Kingdom of the Planet of the Apes – Review

After four ambitious and successful entries, the Planet of the Apes reboot-prequel franchise reaches what may be its conclusion with Kingdom of the Planet of the Apes. The film approaches the moment Charlton Heston and his crew crash-landed in 3978 in the original movie, marking where audiences first joined the story in 1968. This installment might theoretically make room for another prequel if it becomes a big hit, but it should ideally close the chapter.

While the energy and style remain intact, the story feels tangled, contrived, and anticlimactic due to the looming shadow of the original film. Everything that unfolds needs to align with what we know is coming. The story requires “good” apes to root for and “bad” apes to pave the way for the original’s imminent ape tyranny. Similarly, “good” humans must forge relationships with the “good” apes while exhibiting “bad” tendencies to maintain the fundamental ape/human antipathy. Functional observatories and radio telescopes are thrown in for good measure.

The film isn’t bad, relying on elements from The Lion King, but it’s a stark reminder that the original is incomparably superior. Pierre Boulle’s 1968 film was a sharp satire on power, drawing from themes also explored in The Bridge on the River Kwai, where white men are ironically enslaved.

Set “many generations” after Caesar’s reign, we find apes led by Proximus Caesar (Kevin Durand), a cruel and crazed leader presiding over a chaotic coastal encampment. Nearby lies an abandoned human vault that Proximus believes holds the key to ultimate power if only he can open it.

Meanwhile, the gentle Eagle Clan trains eagles under their leader, who is killed by Proximus and his troops wielding rudimentary tasers. The leader’s son, Noa (Owen Teague), escapes into exile and finds a mentor in the wise Raka (Peter Macon). Noa teams up with a lone human, Mae (Freya Allan), who harbors secret objectives, and they cross paths with Trevathan (William H. Macy), the human equivalent of Raka.

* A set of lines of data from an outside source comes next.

PR #7735, opened 2025-10-22
fix: set same Node.js options locally as AWS Lambda does in production

serhalp:
#### Summary

Despite these Node.js features being enabled by default on some subset of these Node.js 20 and 22 versions, AWS Lambda always disables them explicitly via flags: https://docs.aws.amazon.com/lambda/latest/dg/lambda-nodejs.html#w292aac41c19.

This leads to a mismatch between the local dev Netlify Functions environment and the production (AWS Lambda) environment, leading to confusing bugs like this: https://github.com/netlify/react-router-template/issues/10#issuecomment-3411177684.

This PR replicates the production Netlify Functions behaviour in the local execution environment.

Following the repro steps from the React Router 7 bug above, I've confirmed this fixes it ✅. ~~It would be nice to add test coverage but I failed to write a failing test 😓.~~ Woo, I did it.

The confrontation with Proximus lacks the depth and complexity of Caesar’s earlier arc, leaving the climax somewhat jumbled and preposterous. However, the film does feature solid action sequences, and the CGI ape faces are impressive. The franchise has held up better than others, but it’s time to evolve into something new.

Wrapping Up

Kingdom of the Planet of the Apes aims to bridge the gap between the reboot-prequel series and the original 1968 film. Though the story is tangled and anticlimactic, it offers an entertaining action-packed ride that serves as a tribute to the original. Despite its flaws, the film ensures the franchise ends on a high note with striking CGI and nostalgic storytelling.

Wrapping up with a confrontation between good and evil, Kingdom of the Planet of the Apes leaves audiences reflecting on the journey so far while hinting at possibilities for future stories.